=== Entries provided ===

PR #960, opened 2022-07-21
Airflow cat connection refactor

coleshaw:
This PR tweaks the Airflow CAT ingestion to use different mechanisms to stream the files. It turns out that `paramiko` prefetches the entire file at once (and seems to block while doing so), even if you use `getfo` and `putfo`, so it basically gets hung up on > 1GB files, of which we have a lot. This is documented in various places [a](https://stackoverflow.com/questions/12486623/paramiko-fails-to-download-large-files-1gb), [b](https://github.com/paramiko/paramiko/issues/926), etc. I tried the various configuration suggestions, but none seemed to help.

I wound up going back to the same approach used on the Polyphemus / Ruby-side of things. Use `lget` directly on C4 (very, very fast) and `curl` for Metis. I'm not very confident the `curl` implementation is correct -- I tried to mimic the multi-threaded approach in `etna/filesystem.rb`, but would certainly appreciate another set of eyes on it. It seems slow right now when I'm testing locally (like 300-500kB/s upload), but unsure if that is because Metis is overloaded with uploads, downloads, and ETLs, if my local upload speed just stinks, or if I need to somehow tweak the `curl` / `Popen` implementation? I keep getting 500 errors when testing (connection pool timeout to postgres) and have temporarily disabled an IPI ETL (re-ran for single-cell linking) to reduce the load.

Will let this percolate until next week when Zach is back.


airflow/opt/providers/etna/etna/hooks/c4.py
```diff
@@ -95,48 +98,47 @@ def __init__(self, hook: C4Hook):
...
+                continue
+
+            path_to_folder = os.path.join("/", "/".join(traversed), folder)
+            try:
+                sftp.chdir(path_to_folder)
+            except IOError:
+                sftp.mkdir(path_to_folder)
+            traversed.append(folder)
+
+        cmd = f"lftp sftp://{cat_hook.connection.login}:{cat_hook.connection.password}@{cat_hook.connection.host}  -e \"get {source_file.full_path} -o {os.path.join(full_path, file_name)}; bye\""
```
corps, line 131: i'm, a little worried that this can allow for escaping issues.  A malicious user could inject arbitrary shell code?  into the login value here.  The fix would be to see if we could `exec_command` with an array of arguments rather than a singular string (in that case, no matter what, the interpolated parts are only considered part of one string argument to the exec, rather than potentially being invoked by the shell itself).

coleshaw: Sure, I can make that change :+1:

airflow/opt/providers/etna/etna/hooks/c4.py
```diff
@@ -95,48 +98,47 @@ def __init__(self, hook: C4Hook):
...
+
+        with self.ssh() as ssh:
+            stdin, stdout, stderr = ssh.exec_command(cmd)
+
+            # exec_command is non-blocking, so we'll
+            #   add a blocking call here.
+            # We shouldn't deadlock since the LFTP output is small
+            # https://stackoverflow.com/a/28486051
+            exit_status = stdout.channel.recv_exit_status()
```
corps, line 140: I'd consider reading the solution here https://stackoverflow.com/a/31650750 just in case, it should be a small change.

So what's happening is that, when stdout is attached to a buffered output, it actually blocks when that buffer is full, under the assumption that some underlying reader needs to catch up.  stdout is designed to be loss-less; if there is more output than the consumer could keep up with, you only have two options: drop the extra output or block.  That's a principle of streaming.

This 'works' whenever the default buffer is enough to receive data from the stdout, but in general we should consume all the stdout if possible, even if we're throwing it away (I wouldn't actually print it, for instance, just read it).

airflow/opt/providers/etna/etna/hooks/c4.py
coleshaw: Hm, okay, so per the doc, [`exec_command` only take a string](https://docs.paramiko.org/en/stable/api/client.html#paramiko.client.SSHClient.exec_command).

Thoughts on using the same escaping utility as `subprocess`, (`list2cmdline`) a la https://stackoverflow.com/questions/3163236/escape-arguments-for-paramiko-sshclient-exec-command ?

corps: That makes sense.  Over ssh, you are relying on the configured shell of the remote user, so you don't know how the `exec` or `shell` processes will work, thus it is not possible to send the arguments as an array, only as a literal shell command.

Ok, can we atleast sanity check the interpolation parts against a regex?  Keeping it purely to alphanumeric?

corps:
Taking closer look at the upload mechanism.

corps:
The `retrieve` logic seems correct using the os pipe and opening that into the context.  It all looks correct.

As for performance, it's hard to say -- it looks correct and should be reasonably performant.  What is the transfer (download) performance of the `sftp` call directly?  SFTP is definitely not a fast transfer protocol -- it's mostly just easy to setup and secure (built on top of ssh).

coleshaw:
Hm, will test SFTP speed and post here.

Looking at the Ruby `curl` results, I think the common average is like 4.5MB/s, so I hope the Python side will be similar...

corps:
When you say "ruby curl results" what do you mean?  You mean the speed of ruby consuming curl?  What's the speed of the raw curl commands minus any environment?

corps:
And specifically when you fetch from `sftp` like in this code.

corps:
I guess basically without more instrumentation it's not clear.  It could either just be that curl from `sftp` is not very fast, or that the upload process is slow (which is basically the main bottleneck in the flow) due to some other server interaction.

Right now I'm looking into the pooling issue.

coleshaw:
> ruby curl results

I meant when I look at the ETL running in Polyphemus, using the Ruby version of the code, those are the average reported speeds for `curl` to download a file...

corps:
> > ruby curl results
> 
> I meant when I look at the ETL running in Polyphemus, using the Ruby version of the code, those are the average reported speeds for `curl` to download a file...

True, but those are also for downloading directly from metis, and not these sftp targets.
I don't think your code is introducing any major overhead as implemented.  The python is not getting in the way here - you are using OS primitives.

corps:
Err- you mean the SFTP etls?  Not the metis ones?  Sorry my context is getting twisted.  Hmm.

corps:
Either way, I'd try pushing this manually to production (after pulling latest) and possibly testing it there for diect comparison.

coleshaw:
Yeah, the Polyphemus ETLs that pulled from the CAT and uploaded to Metis (equivalent of this one)

Okay, that sounds good. I'll try it in production and see, hopefully the nodes can handle it better than my overheating laptop...

PR #962, opened 2022-07-26
Magma link collection same model; [close #947]

### LINKED ISSUE #947: Magma: one-to-many link within the same model
To support sc_seq, Magma needs to be able to construct one-to-many (collection) relationships within a single model. This would mimic the `reference_patient` (one-to-one, child) attribute in IPI, and would be used for constructing a "bundle" of related `sc_seq` records.

coleshaw:
This PR addresses #947 .

* It adds a `link_attribute_name` to the `attributes` table, with a migration to update values for all existing links. Should work in production :crossed_fingers: .
* Updates Magma `/query` and `/retrieve` to accomodate intra-model links / collections / child.
* Updates Magma `/update_model` to tweak how the `add_link` action behaves.
* Updates the `etna` gem to correctly parse and generate a new column in the model CSVs, `link_attribute_name`
* Updates the `etna` gem to handle and find reciprocal links using `link_attribute_name` instead of assuming it is the parent model name.

@graft , I'm happy to pair and review this if you'd like? Otherwise I think manually testing the gem, it seems to work locally... I can get link / collection attributes to appear in Timur and edit them via the UI.


etna/lib/etna/clients/magma/formatting/models_csv.rb
```diff
@@ -255,7 +261,11 @@ def process_parent_config(models, row_processor)
             end
 
             row_processor.process(:parent_link_type, :model_name, :parent_model_name) do |parent_link_type, template|
-              reciprocal = models.find_reciprocal(model_name: template.name, link_attribute_name: template.parent)
+              reciprocal = models.find_reciprocal(
+                model_name: template.name,
+                link_attribute_name: template.name,
```
graft, line 266: Should this come from template.name? That means that we expect the attribute to be `parent <model_name>` - if we wanted the parent attribute to be called something else this would not work. This is another "soft" kind of rule about the data graphs that we should clarify.

coleshaw:
Bug:

- [ ] Creating link via gem does not set `link_attribute_name` in the attributes table ...

coleshaw:
Okay, I think this fixes the bug listed above with the gem, plus fixes some bugs with the `/update` endpoint and creating the collection records from the parent (`link`) record.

===

What to produce => An exact transcription of all the entries is needed.

Result for this task =>
PR #960, opened 2022-07-21
Airflow cat connection refactor

coleshaw:
This PR tweaks the Airflow CAT ingestion to use different mechanisms to stream the files. It turns out that `paramiko` prefetches the entire file at once (and seems to block while doing so), even if you use `getfo` and `putfo`, so it basically gets hung up on > 1GB files, of which we have a lot. This is documented in various places [a](https://stackoverflow.com/questions/12486623/paramiko-fails-to-download-large-files-1gb), [b](https://github.com/paramiko/paramiko/issues/926), etc. I tried the various configuration suggestions, but none seemed to help.

I wound up going back to the same approach used on the Polyphemus / Ruby-side of things. Use `lget` directly on C4 (very, very fast) and `curl` for Metis. I'm not very confident the `curl` implementation is correct -- I tried to mimic the multi-threaded approach in `etna/filesystem.rb`, but would certainly appreciate another set of eyes on it. It seems slow right now when I'm testing locally (like 300-500kB/s upload), but unsure if that is because Metis is overloaded with uploads, downloads, and ETLs, if my local upload speed just stinks, or if I need to somehow tweak the `curl` / `Popen` implementation? I keep getting 500 errors when testing (connection pool timeout to postgres) and have temporarily disabled an IPI ETL (re-ran for single-cell linking) to reduce the load.

Will let this percolate until next week when Zach is back.


airflow/opt/providers/etna/etna/hooks/c4.py
```diff
@@ -95,48 +98,47 @@ def __init__(self, hook: C4Hook):
...
+                continue
+
+            path_to_folder = os.path.join("/", "/".join(traversed), folder)
+            try:
+                sftp.chdir(path_to_folder)
+            except IOError:
+                sftp.mkdir(path_to_folder)
+            traversed.append(folder)
+
+        cmd = f"lftp sftp://{cat_hook.connection.login}:{cat_hook.connection.password}@{cat_hook.connection.host}  -e \"get {source_file.full_path} -o {os.path.join(full_path, file_name)}; bye\""
```
corps, line 131: i'm, a little worried that this can allow for escaping issues.  A malicious user could inject arbitrary shell code?  into the login value here.  The fix would be to see if we could `exec_command` with an array of arguments rather than a singular string (in that case, no matter what, the interpolated parts are only considered part of one string argument to the exec, rather than potentially being invoked by the shell itself).

coleshaw: Sure, I can make that change :+1:

airflow/opt/providers/etna/etna/hooks/c4.py
```diff
@@ -95,48 +98,47 @@ def __init__(self, hook: C4Hook):
...
+
+        with self.ssh() as ssh:
+            stdin, stdout, stderr = ssh.exec_command(cmd)
+
+            # exec_command is non-blocking, so we'll
+            #   add a blocking call here.
+            # We shouldn't deadlock since the LFTP output is small
+            # https://stackoverflow.com/a/28486051
+            exit_status = stdout.channel.recv_exit_status()
```
corps, line 140: I'd consider reading the solution here https://stackoverflow.com/a/31650750 just in case, it should be a small change.

So what's happening is that, when stdout is attached to a buffered output, it actually blocks when that buffer is full, under the assumption that some underlying reader needs to catch up.  stdout is designed to be loss-less; if there is more output than the consumer could keep up with, you only have two options: drop the extra output or block.  That's a principle of streaming.

This 'works' whenever the default buffer is enough to receive data from the stdout, but in general we should consume all the stdout if possible, even if we're throwing it away (I wouldn't actually print it, for instance, just read it).

airflow/opt/providers/etna/etna/hooks/c4.py
coleshaw: Hm, okay, so per the doc, [`exec_command` only take a string](https://docs.paramiko.org/en/stable/api/client.html#paramiko.client.SSHClient.exec_command).

Thoughts on using the same escaping utility as `subprocess`, (`list2cmdline`) a la https://stackoverflow.com/questions/3163236/escape-arguments-for-paramiko-sshclient-exec-command ?

corps: That makes sense.  Over ssh, you are relying on the configured shell of the remote user, so you don't know how the `exec` or `shell` processes will work, thus it is not possible to send the arguments as an array, only as a literal shell command.

Ok, can we atleast sanity check the interpolation parts against a regex?  Keeping it purely to alphanumeric?

corps:
Taking closer look at the upload mechanism.

corps:
The `retrieve` logic seems correct using the os pipe and opening that into the context.  It all looks correct.

As for performance, it's hard to say -- it looks correct and should be reasonably performant.  What is the transfer (download) performance of the `sftp` call directly?  SFTP is definitely not a fast transfer protocol -- it's mostly just easy to setup and secure (built on top of ssh).

coleshaw:
Hm, will test SFTP speed and post here.

Looking at the Ruby `curl` results, I think the common average is like 4.5MB/s, so I hope the Python side will be similar...

corps:
When you say "ruby curl results" what do you mean?  You mean the speed of ruby consuming curl?  What's the speed of the raw curl commands minus any environment?

corps:
And specifically when you fetch from `sftp` like in this code.

corps:
I guess basically without more instrumentation it's not clear.  It could either just be that curl from `sftp` is not very fast, or that the upload process is slow (which is basically the main bottleneck in the flow) due to some other server interaction.

Right now I'm looking into the pooling issue.

coleshaw:
> ruby curl results

I meant when I look at the ETL running in Polyphemus, using the Ruby version of the code, those are the average reported speeds for `curl` to download a file...

corps:
> > ruby curl results
> 
> I meant when I look at the ETL running in Polyphemus, using the Ruby version of the code, those are the average reported speeds for `curl` to download a file...

True, but those are also for downloading directly from metis, and not these sftp targets.
I don't think your code is introducing any major overhead as implemented.  The python is not getting in the way here - you are using OS primitives.

corps:
Err- you mean the SFTP etls?  Not the metis ones?  Sorry my context is getting twisted.  Hmm.

corps:
Either way, I'd try pushing this manually to production (after pulling latest) and possibly testing it there for diect comparison.

coleshaw:
Yeah, the Polyphemus ETLs that pulled from the CAT and uploaded to Metis (equivalent of this one)

Okay, that sounds good. I'll try it in production and see, hopefully the nodes can handle it better than my overheating laptop...

PR #962, opened 2022-07-26
Magma link collection same model; [close #947]

### LINKED ISSUE #947: Magma: one-to-many link within the same model
To support sc_seq, Magma needs to be able to construct one-to-many (collection) relationships within a single model. This would mimic the `reference_patient` (one-to-one, child) attribute in IPI, and would be used for constructing a "bundle" of related `sc_seq` records.

coleshaw:
This PR addresses #947 .

* It adds a `link_attribute_name` to the `attributes` table, with a migration to update values for all existing links. Should work in production :crossed_fingers: .
* Updates Magma `/query` and `/retrieve` to accomodate intra-model links / collections / child.
* Updates Magma `/update_model` to tweak how the `add_link` action behaves.
* Updates the `etna` gem to correctly parse and generate a new column in the model CSVs, `link_attribute_name`
* Updates the `etna` gem to handle and find reciprocal links using `link_attribute_name` instead of assuming it is the parent model name.

@graft , I'm happy to pair and review this if you'd like? Otherwise I think manually testing the gem, it seems to work locally... I can get link / collection attributes to appear in Timur and edit them via the UI.


etna/lib/etna/clients/magma/formatting/models_csv.rb
```diff
@@ -255,7 +261,11 @@ def process_parent_config(models, row_processor)
             end
 
             row_processor.process(:parent_link_type, :model_name, :parent_model_name) do |parent_link_type, template|
-              reciprocal = models.find_reciprocal(model_name: template.name, link_attribute_name: template.parent)
+              reciprocal = models.find_reciprocal(
+                model_name: template.name,
+                link_attribute_name: template.name,
```
graft, line 266: Should this come from template.name? That means that we expect the attribute to be `parent <model_name>` - if we wanted the parent attribute to be called something else this would not work. This is another "soft" kind of rule about the data graphs that we should clarify.

coleshaw:
Bug:

- [ ] Creating link via gem does not set `link_attribute_name` in the attributes table ...

coleshaw:
Okay, I think this fixes the bug listed above with the gem, plus fixes some bugs with the `/update` endpoint and creating the collection records from the parent (`link`) record.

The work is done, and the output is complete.